Configuring Message Accumulation Monitoring
Unprocessed messages accumulate if the client's consumption is slower than the server's sending. When accumulated messages cannot be consumed in time, we can configure alarm rules so that you will be notified when the number of accumulated messages in a consumer group exceeds the threshold.
Configuring Simple Message Notification​
Creating a Topic​
- Log in to the Open Telekom Cloud Console -> Simple Message Notification -> Topics and click Create Topic.
- Give it a name, e.g. test_topic and click OK.
Creating a Subscription​
- Go to the Open Telekom Cloud Console -> Simple Message Notification -> Subscriptions and click Add Subscription.
Figure 1 Add a Subscription to the Topic
- Click Select Topic and choose the topic we just created.
- Set Protocol to
Email
. - Add an Endpoint (an email address you have direct access to) and click OK.
Back to the Subscriptions console click Request Confirmation:
Figure 2 Request Subscription Confirmation
and click Confirm Subscription in the "SMN-Confirming Your Subcription" email:
Figure 3 Respond to the Subscription Confirmation Request Email
Configuring Cloud Eye​
- Log in to the Open Telekom Cloud Console -> Cloud Eye -> Distributed Message Service -> Kafka Platinum.
- Find your Kafka instance in the list and click Create Alarm Rule.
Figure 4 Create a Cloud Eye Alarm Rule
Creating an Alarm Rule​
- Set Template to
DMS Kafka Instance Alarm Template
. - Set Notification Object to the name of the SMN topic we created in the previous step (in this case test_topic) and click Create.
Figure 5 Configure the Cloud Eye Alarm Rule
Run a simulation​
We are going to rely in a small Golang package that creates a DMS Kafka topic, a message producer, a bunch of message consumers in order to simulate accumulated unprocessed messages in our Kafka instance.

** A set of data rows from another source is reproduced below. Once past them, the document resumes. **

PR #41, opened 2026-04-12
Add a new rule `jupyter/no-untranslated-string`

Darshan808:
### Description
Add a new rule `jupyter/no-untranslated-string` which require user-facing string literals to be wrapped in a translation call.

The rule reports raw string literals (and template literals without expressions) in the following positions:

#### 1. `commands.addCommand()` properties

The `label`, `caption`, and `description` properties of a command registration must not contain bare string literals.

#### 2. `element.setAttribute()` with accessibility attributes

The second argument of `setAttribute` must not be a raw string when the attribute is `aria-label`, `aria-description`, or `title`.

#### 3. Direct assignment to `title` and `ariaLabel`

Assigning a raw string literal to `element.title` or `element.ariaLabel` is flagged.

Feedbacks on the approach is welcome.

### DIFF
--- a/src/rules/no-untranslated-string.ts
+++ b/src/rules/no-untranslated-string.ts
@@ -1,0 +1,156 @@
+/*
+ * Copyright (c) Jupyter Development Team.
+ * Distributed under the terms of the Modified BSD License.
+ */
+
+import { TSESTree } from '@typescript-eslint/types';
+import { isAddCommandCall } from '../utils/commands';
+import { getObjectProperties } from '../utils/plugin-utils';
+import { createRule } from '../utils/create-rule';
+
+/**
+ * Returns true if the node is a non-empty raw string literal that should be
+ * wrapped in a translation call. Handles:
+ *   - String Literal: 'string' or "string"
+ *   - TemplateLiteral with no expressions: `string`
+ *   - Concise ArrowFunctionExpression whose body is one of the above
+ */
+function isRawStringNode(node: TSESTree.Node): boolean {
+  if (node.type === 'Literal') {
+    return typeof node.value === 'string' && node.value.length > 0;
+  }
+  if (node.type === 'TemplateLiteral') {
+    if (node.expressions.length > 0) {
+      return false;
+    }
+    const cooked = node.quasis.map(q => q.value.cooked ?? '').join('');
+    return cooked.length > 0;
+  }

You can find more information about the implementation details of this package in the Best Practice: Optimizing Consumer Polling.
Cloning the repository​
Clone the repo in your local development machine:
git clone https://github.com/opentelekomcloud-blueprints/kafka-optimizing-consumer-pulling.git
Configuring the Parameters​
For this lab, we want to give a handicap to the consumers so we can simulate an accumulation of unprocessed messages. For that matter, open main.go in the editor of your choice and make the following changes:
- Set
messages
to1000
-> Produces a significant amount of messages to facilitate our observation.
var (
consumers = 5
partitions = 3
messages = 1000
logLevel = slog.LevelInfo
cleanExit = true
)
- Raise
MaxWaitTime
to1000
milliseconds -> For more details howMaxWaitTime
affects the consumers consult Optimizing Consumer Polling-Use Long Polling.
func newConsumer(ctx context.Context, consumerId int, wg *sync.WaitGroup) {
defer wg.Done()
config := sarama.NewConfig()
config.Consumer.Group.Rebalance.GroupStrategies = []sarama.BalanceStrategy{sarama.NewBalanceStrategyRoundRobin()}
config.Consumer.Offsets.Initial = sarama.OffsetOldest
config.Consumer.MaxWaitTime = 1000 * time.Millisecond
- Start the simulation and go to Open Telekom Cloud Console -> Distributed Message Service -> Monitoring -> Monitoring Details and you will notice that the consumers they start lagging behind and unprocessed messages begin to accumulate:
Figure 6 Kafka Instance Monitoring Details
Soon enough, when the limit set in the alarm rule is met, you will receive an email from SMN that will inform you that a Major Alarm is triggered by Cloud Eye concerning the Kafka instance:
Figure 7 Major Alarm is triggered
- Let the simulation continue, and as the time passes the consumers are starting catching up you will be informed by a second email, that Cloud Eye delegated the situation and the Major Alarm is now been suppressed:
Figure 8 Major Alarm is over
You can set up alerts for a variety of Kafka metrics beyond Accumulated Messages. In addition to targeting the Kafka instance itself, you have the option to focus on individual brokers, specific topics, or distinct consumer groups. This flexibility allows for more granular monitoring and quicker responses to potential issues within your DMS/Kafka environment.